#### EXERCISE:
Say how many of the lines below include the word "near", and write nothing else.

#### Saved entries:
PR #330, opened 2021-06-24
Add missing value in RDG WritePartArrays print

scober:
I was doing some debugging and I found that we were missing this. I usually get an error when I don't have the same number of {}s and values, I'm not sure what is going on here.


tylershunt (approved):

witchel:
This probably isn't related, but I just realized last night that my local debug build had the `NDEBUG` flag set.  This might be because I did `Release=Debug` instead of `Release=DEBUG`.  Or it might be some other user error.  I fixed it, but for a minute there it was disconcerting how K`ATANA_LOG_DEBUG_ASSERT(false) `succeeded in my debug build!

PR #334, opened 2021-06-27
Prevent reloading already loaded Katana plugin modules.

arthurp:


python/katana/plugin.py
```diff
@@ -56,13 +56,13 @@ def load_module(self, fullname):
...
-        module = importlib.import_module(self._insert_table[fullname])
+        aliased_name = self._insert_table[fullname]
         if fullname in sys.modules:
-            raise ImportError(
-                f"module {fullname} already exists while trying to insert "
-                f"{self._insert_table[fullname]} at that name."
-            )
+            module = sys.modules[aliased_name]
+        else:
+            module = importlib.import_module(aliased_name)
```
gliga, line 63: should aliasd_name,fullname be inserted here in _insert_table? (or that is done elsewhere)

gliga: ok based on that assert above, it is probably inserted somewhere else

arthurp: Yea the table is build in `_register_plugin_loader` and passed to the constructor.

python/katana/plugin.py
```diff
@@ -56,13 +56,13 @@ def load_module(self, fullname):
 
         assert fullname in self._insert_table
 
-        # This will get the module from sys.modules if it is already loaded.
-        module = importlib.import_module(self._insert_table[fullname])
+        aliased_name = self._insert_table[fullname]
         if fullname in sys.modules:
```
gliga: if fullname was in sys.modules we already returned; aliased_name?

arthurp: This code creates an alias of the module named `aliased_name` at the name `fullname`. Does that clear it up? I'm not really sure what you are trying to ask.

gliga: there is an if statement at the beginning of the method that checks if fullname in sys.modules. When does fullname change between the two if statements?

arthurp: Ah. I see. You are right. It should be `aliased_name` there. I will fix it. I have no idea how this worked then. Hmm. That's worrisome.

python/katana/plugin.py
```diff
@@ -56,13 +56,13 @@ def load_module(self, fullname):
...
         assert fullname in self._insert_table
 
-        # This will get the module from sys.modules if it is already loaded.
-        module = importlib.import_module(self._insert_table[fullname])
+        aliased_name = self._insert_table[fullname]
+        if aliased_name in sys.modules:
+            module = sys.modules[aliased_name]
+        else:
+            module = importlib.import_module(aliased_name)
         if fullname in sys.modules:
```
gliga: should this statement be only under "else"?

arthurp: It can be. I'll move it.

gliga (approved):

PR #336, opened 2021-06-28
Restrict prop graph topology interface

amberhassaan:
Move away from arrow arrays. Restrict access to internals of topology.
Create new graph instead of SetTopology

IMPORTANT: Wait for https://github.com/KatanaGraph/katana-enterprise/pull/1427 before mergin.

### DIFF
--- a/libgalois/include/katana/ParallelSTL.h
+++ b/libgalois/include/katana/ParallelSTL.h
@@ -434,7 +434,9 @@ iota(const ForwardIt& first, const ForwardIt& last, const T& start_val) {
   on_each([&](unsigned tid, unsigned total) {
     auto [begin, end] = block_range(first, last, tid, total);
     diff_type offset = std::distance(first, begin);
-    std::iota(begin, end, start_val + static_cast<T>(offset));
+    std::iota(
+        begin, end,
+        static_cast<value_type>(start_val) + static_cast<value_type>(offset));
   });
 }
 
--- a/libgalois/include/katana/ParallelSTL.h
+++ b/libgalois/include/katana/ParallelSTL.h
@@ -419,6 +419,39 @@ transform(
   return d_first + std::distance(first, last);
 }
 
+template <typename ForwardIt, typename T>
+void
+iota(const ForwardIt& first, const ForwardIt& last, const T& start_val) {
+  using diff_type = typename std::iterator_traits<ForwardIt>::difference_type;
+  using value_type = typename std::iterator_traits<ForwardIt>::value_type;
+  static_assert(
+      std::is_convertible_v<T, value_type>,
+      "Can't convert start_val to iterator's value_type");
+  static_assert(
+      std::is_arithmetic_v<T> && std::is_arithmetic_v<value_type>,
+      "iota only supported for numeric types");
+
+  on_each([&](unsigned tid, unsigned total) {
+    auto [begin, end] = block_range(first, last, tid, total);
+    diff_type offset = std::distance(first, begin);
+    std::iota(begin, end, start_val + static_cast<T>(offset));
+  });
+}
+
+template <typename ForwardIt, typename T>
+void
+fill(const ForwardIt& first, const ForwardIt& last, const T& val) {
+  using value_type = typename std::iterator_traits<ForwardIt>::value_type;
+  static_assert(
+      std::is_convertible_v<T, value_type>,
+      "Can't convert param val to iterator's value_type");
+
+  on_each([&](unsigned tid, unsigned total) {
+    auto [begin, end] = block_range(first, last, tid, total);
+    std::fill(begin, end, val);
+  });
+}
+
 template <class InputIt, class OutputIt>
 OutputIt
 copy(InputIt first, InputIt last, OutputIt d_first) {
--- a/libgalois/include/katana/PropertyGraph.h
+++ b/libgalois/include/katana/PropertyGraph.h
@@ -18,6 +18,17 @@
 
 namespace katana {
 
+// TODO(amber): find a better place to put this
+template <
+    typename T,
+    typename __Unused = std::enable_if_t<std::is_arithmetic<T>::value>>
+auto
+ProjectAsArrowArray(const T* buf, const size_t len) noexcept {
+  using ArrowDataType = typename arrow::CTypeTraits<T>::ArrowType;
+  using ArrowArrayType = arrow::NumericArray<ArrowDataType>;
+  return std::make_shared<ArrowArrayType>(len, arrow::Buffer::Wrap(buf, len));
+}
+
 /// A graph topology represents the adjacency information for a graph in CSR
 /// format.
 class KATANA_EXPORT GraphTopology {
@@ -31,120 +42,102 @@ public:
   using iterator = node_iterator;
 
   GraphTopology() = default;
+  GraphTopology(GraphTopology&&) = default;
+  GraphTopology& operator=(GraphTopology&&) = default;
 
   GraphTopology(const GraphTopology&) = delete;
   GraphTopology& operator=(const GraphTopology&) = delete;
 
   GraphTopology(
       const Edge* adj_indices, size_t numNodes, const Node* dests,
-      size_t numEdges);
+      size_t numEdges) noexcept;
 
   GraphTopology(NUMAArray<Edge>&& adj_indices, NUMAArray<Node>&& dests) noexcept
-      : adj_indices_(std::move(adj_indices)),
-        dests_(std::move(dests)),
-        out_indices(LargeToArrowArray(adj_indices_)),
-        out_dests(LargeToArrowArray(dests_)) {}
+      : adj_indices_(std::move(adj_indices)), dests_(std::move(dests)) {}
 
-  static std::unique_ptr<GraphTopology> Copy(
-      const GraphTopology& that) noexcept;
+  static GraphTopology Copy(const GraphTopology& that) noexcept;
 
-  /*
-   * TODO(amber): consider re-enabling these in the near future
-  GraphTopology(GraphTopology&& that):
-    adj_indices_(std::move(that.adj_indices_)),
-    dests_(std::move(that.dests)),
-    out_indices(LargeToArrowArray(adj_indices_)),
-    out_dests(LargeToArrowArray(dests_))
-  {}
+  uint64_t num_nodes() const noexcept { return adj_indices_.size(); }
 
-  GraphTopology& operator = (GraphTopology&& that) {
-    adj_indices_ = std::move(that.adj_indices_);
-    dests_ = std::move(that.dests_);
-    out_indices = LargeToArrowArray(adj_indices_);
-    out_dests = LargeToArrowArray(dests_);
-    return *this;
-  }
-  */
+  uint64_t num_edges() const noexcept { return dests_.size(); }
 
-  uint64_t num_nodes() const { return adj_indices_.size(); }
+  const Edge* adj_data() const noexcept { return &adj_indices_[0]; }
 
-  uint64_t num_edges() const { return dests_.size(); }
+  const Node* dest_data() const noexcept { return &dests_[0]; }
 
-  bool Equals(const GraphTopology& other) const {
-    return out_indices->Equals(*other.out_indices) &&
-           out_dests->Equals(*other.out_dests);
+  /**
+   * Checks equality against another instance of GraphTopology.
+   * WARNING: Expensive operation due to element-wise checks on large arrays
+   * @param that: GraphTopology instance to compare against
+   * @returns true if topology arrays are equal
+   */
+  bool Equals(const GraphTopology& that) const noexcept {
+    if (this == &that) {
+      return true;
+    }
+    if (num_nodes() != that.num_nodes()) {
+      return false;
+    }
+    if (num_edges() != that.num_edges()) {
+      return false;
+    }
+
+    return adj_indices_ == that.adj_indices_ && dests_ == that.dests_;
   }
 
   // Edge accessors
 
-  // TODO(amp): [[deprecated("use edges(node)")]]
-  std::pair<Edge, Edge> edge_range(Node node_id) const {
-    KATANA_LOG_DEBUG_ASSERT(node_id < adj_indices_.size());
-    auto edge_start = node_id > 0 ? adj_indices_[node_id - 1] : 0;
-    auto edge_end = adj_indices_[node_id];
-    return std::make_pair(edge_start, edge_end);
+  edge_iterator edge_begin(Node node) const noexcept {
+    return edge_iterator{node > 0 ? adj_indices_[node - 1] : 0};
+  }
+
+  edge_iterator edge_end(Node node) const noexcept {
+    return edge_iterator{adj_indices_[node]};
   }
 
   /// Gets the edge range of some node.
   ///
   /// \param node an iterator pointing to the node to get the edge range of
   /// \returns iterable edge range for node.
-  edges_range edges(const node_iterator& node) const { return edges(*node); }
+  edges_range edges(const node_iterator& node) const noexcept {
+    return edges(*node);
+  }
   // TODO(amp): [[deprecated("use edges(Node node)")]]
 
   /// Gets the edge range of some node.
   ///
   /// \param node node to get the edge range of
   /// \returns iterable edge range for node.
-  edges_range edges(Node node) const {
-    auto [begin_edge, end_edge] = edge_range(node);
-    return MakeStandardRange<edge_iterator>(begin_edge, end_edge);
+  edges_range edges(Node node) const noexcept {
+    return MakeStandardRange<edge_iterator>(edge_begin(node), edge_end(node));
   }
 
-  Node edge_dest(Edge edge_id) const {
+  Node edge_dest(Edge edge_id) const noexcept {
     KATANA_LOG_DEBUG_ASSERT(edge_id < dests_.size());
     return dests_[edge_id];
   }
 
-  nodes_range nodes(Node begin, Node end) const {
+  Node edge_dest(const edge_iterator ei) const noexcept {
+    return edge_dest(*ei);
+  }
+
+  nodes_range nodes(Node begin, Node end) const noexcept {
     return MakeStandardRange<node_iterator>(begin, end);
   }
 
   // Standard container concepts
 
-  node_iterator begin() const { return node_iterator(0); }
+  node_iterator begin() const noexcept { return node_iterator(0); }
 
-  node_iterator end() const { return node_iterator(num_nodes()); }
+  node_iterator end() const noexcept { return node_iterator(num_nodes()); }
 
-  size_t size() const { return num_nodes(); }
+  size_t size() const noexcept { return num_nodes(); }
 
-  bool empty() const { return num_nodes() == 0; }
+  bool empty() const noexcept { return num_nodes() == 0; }
 
 private:
-  // TODO: generalize to typename T
-  static std::shared_ptr<arrow::UInt64Array> LargeToArrowArray(
-      NUMAArray<uint64_t>& lg_arr) noexcept {
-    return std::make_shared<arrow::UInt64Array>(
-        lg_arr.size(),
-        arrow::MutableBuffer::Wrap(lg_arr.data(), lg_arr.size()));
-  }
-
-  static std::shared_ptr<arrow::UInt32Array> LargeToArrowArray(
-      NUMAArray<uint32_t>& lg_arr) noexcept {
-    return std::make_shared<arrow::UInt32Array>(
-        lg_arr.size(),
-        arrow::MutableBuffer::Wrap(lg_arr.data(), lg_arr.size()));
-  }
-
   NUMAArray<Edge> adj_indices_;
   NUMAArray<Node> dests_;
-
-public:
-  // TODO(amber): make these private in the near future. No other class should
-  // access these directly. Instead provide access methods. Also, can't move these
-  // up due to member declaration & initialization order. out_indices depends on adj_indices_
-  std::shared_ptr<arrow::UInt64Array> out_indices;
-  std::shared_ptr<arrow::UInt32Array> out_dests;
 };
 
 /// A property graph is a graph that has properties associated with its nodes
@@ -207,10 +200,7 @@ private:
 
   tsuba::RDG rdg_;
   std::unique_ptr<tsuba::RDGFile> file_;
-
-  // The topology is either backed by rdg_ or shared with the
-  // caller of SetTopology.
-  std::unique_ptr<GraphTopology> topology_ = std::make_unique<GraphTopology>();
+  GraphTopology topology_;
 
   /// A map from the node TypeSetID to
   /// the set of the node type names it contains
@@ -325,8 +315,14 @@ public:
   PropertyGraph() = default;
 
   PropertyGraph(
-      std::unique_ptr<tsuba::RDGFile> rdg_file, tsuba::RDG&& rdg,
-      std::unique_ptr<GraphTopology> topo_to_assign);
+      std::unique_ptr<tsuba::RDGFile>&& rdg_file, tsuba::RDG&& rdg,
+      GraphTopology&& topo) noexcept
+      : rdg_(std::move(rdg)),
+        file_(std::move(rdg_file)),
+        topology_(std::move(topo)) {}
+
+  PropertyGraph(katana::GraphTopology&& topo_to_assign) noexcept
+      : rdg_(), file_(), topology_(std::move(topo_to_assign)) {}
 
   /// Make a property graph from a constructed RDG. Take ownership of the RDG
   /// and its underlying resources.
@@ -337,6 +333,10 @@ public:
   static Result<std::unique_ptr<PropertyGraph>> Make(
       const std::string& rdg_name,
       const tsuba::RDGLoadOptions& opts = tsuba::RDGLoadOptions());
+
+  /// Make a property graph from topology
+  static Result<std::unique_ptr<PropertyGraph>> Make(
+      GraphTopology&& topo_to_assign);
 
   /// \return A copy of this with the same set of properties. The copy shares no
   ///       state with this.
@@ -621,10 +621,7 @@ public:
     return rdg_.MarkEdgePropertiesPersistent(persist_edge_props);
   }
 
-  const GraphTopology& topology() const noexcept {
-    KATANA_LOG_DEBUG_ASSERT(topology_);
-    return *topology_;
-  }
+  const GraphTopology& topology() const noexcept { return topology_; }
 
   /// Add Node properties that do not exist in the current graph
   Result<void> AddNodeProperties(const std::shared_ptr<arrow::Table>& props);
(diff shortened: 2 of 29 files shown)


libgalois/include/katana/ParallelSTL.h
```diff
@@ -419,6 +419,28 @@ transform(
   return d_first + std::distance(first, last);
 }
 
+template <
+    typename ForwardIt,
+    typename T = typename std::iterator_traits<ForwardIt>::value_type,
+    typename __Unused = std::enable_if_t<std::is_arithmetic<T>::value>>
+void
+iota(const ForwardIt& first, const ForwardIt& last, const T& init_val) {
```
ddn0: can we call `init_val`, `start_val` and/or add some documentation on this function explaining what it does in terms of its arguments?

libgalois/include/katana/ParallelSTL.h
```diff
@@ -419,6 +419,28 @@ transform(
   return d_first + std::distance(first, last);
 }
 
+template <
+    typename ForwardIt,
+    typename T = typename std::iterator_traits<ForwardIt>::value_type,
+    typename __Unused = std::enable_if_t<std::is_arithmetic<T>::value>>
```
ddn0: nit: instead of using an arbitrary name for this type parameter can you use this pattern for SFINAE?

```cpp
std::enable_if_t<std::is_arithmetic_v<T>, void>
iota(const ForwardIt& first, ....) { ... }
```

putting it on the return value is the least likely to conflict with any current or future uses.

libgalois/include/katana/PropertyGraph.h
```diff
@@ -18,6 +18,21 @@
 
 namespace katana {
 
+// TODO(amber): find a better place to put this
+template <
+    typename T,
+    typename __Unused = std::enable_if_t<std::is_arithmetic<T>::value>>
+auto
```
ddn0, line 25: nit: I'd prefer an explicit return type and SFINAE on the return type instead of on a default value for a template parameter.

Also, identifiers starting with double underscores are generally reserved: https://en.cppreference.com/w/cpp/language/identifiers and we should avoid introducing them ourselves.

libgalois/include/katana/PropertyGraph.h
```diff
@@ -18,6 +18,21 @@
...
+ProjectAsArrowArray(const T* buf, const size_t len) noexcept {
+  using ArrowDataType = typename arrow::CTypeTraits<T>::ArrowType;
+  using ArrowArrayType = arrow::NumericArray<ArrowDataType>;
+  return std::make_shared<ArrowArrayType>(len, arrow::Buffer::Wrap(buf, len));
+}
+
+/// Provides write access to private data of GraphTopology.
+/// WARNING: Dangerous
+class KATANA_EXPORT GraphTopologyAccess;
```
ddn0: Shouldn't `KATANA_EXPORT` be on the class definition (as well)?

Also you can consider not exporting the access class, e.g.,

```cpp

class GraphTopologyAccess;

... friend class GraphTopologyAccess ...

class KATANA_EXPORT MyAccess: public GraphTopologyAccess {

};

```

libgalois/include/katana/PropertyGraph.h
```diff
@@ -41,49 +56,53 @@ class KATANA_EXPORT GraphTopology {
...
-           out_dests->Equals(*other.out_dests);
+  const Edge* adj_data() const noexcept { return &adj_indices_[0]; }
+
+  const Node* dest_data() const noexcept { return &dests_[0]; }
+
+  bool Equals(const GraphTopology& that) const {
+    if (this == &that) {
+      return true;
+    }
+    if (this->num_nodes() != that.num_nodes()) {
```
ddn0: nit: some preference to omit `this` here as we use `num_nodes()`  (without this) everywhere else in this class

libgalois/include/katana/analytics/ClusteringImplementationBase.h
```diff
@@ -442,61 +442,27 @@ struct ClusteringImplementationBase {
  * (read from the underlying RDG) to the in-memory
  * temporary graph (pfg_to).
  */
-  katana::Result<void> CreateDuplicateGraph(
-      katana::PropertyGraph* pfg_from, katana::PropertyGraph* pfg_to,
-      const std::string& edge_property_name,
+  template <typename NodeData>
+  katana::Result<std::unique_ptr<katana::PropertyGraph>> CreateDuplicateGraph(
```
ddn0: nit: why wouldn't we just call this function "DuplicateGraph"?

also, if this takes a template parameter, wouldn't it make more sense to return a TypedPropertyGraph instead?

libgalois/src/analytics/louvain_clustering/louvain_clustering.cpp
```diff
@@ -362,7 +362,7 @@ struct LouvainClusteringImplementation
      * Construct temp property graph. This graph gets coarsened as the
      * computation proceeds.
      */
-    auto pfg_mutable = std::make_unique<katana::PropertyGraph>();
+    /*
```
ddn0: can you just delete this code?

libgalois/src/analytics/louvain_clustering/louvain_clustering.cpp
```diff
@@ -380,13 +380,17 @@ struct LouvainClusteringImplementation
...
-    std::vector<std::string> temp_edge_property_names = {
-        "_katana_temporary_property_" + edge_weight_property_name};
     if (auto result = ConstructEdgeProperties<EdgeData>(
             pfg_mutable.get(), temp_edge_property_names);
         !result) {
       return result.error();
     }
+    */
+
+    std::vector<std::string> temp_edge_property_names = {
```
PR #337, opened 2021-06-28
utility: add approximation function for an arrow table's capacity size

patrickkenney9801:
New function measures the total size in capacity allocated to arrow tables not just the amount of space used to store data


patrickkenney9801:
Early testing shows that differences between size and capacity measurements of arrow tables differ by an epsilon so adding these functions will only add unnecessary confusion

INFO: ms=262 host=0 maxMem=310.9MB mem=310.9MB node_table_bytes=1144614 edge_table_bytes=168420 node_table_capacity_bytes=1146252 edge_table_capacity_bytes=169260 | done partitioning
INFO: ms=262 host=1 maxMem=368.98MB mem=368.98MB node_table_bytes=5472096 edge_table_bytes=1466115 node_table_capacity_bytes=5472877 edge_table_capacity_bytes=1467228 | done partitioning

#### ANSWER TO THIS PROBLEM:
2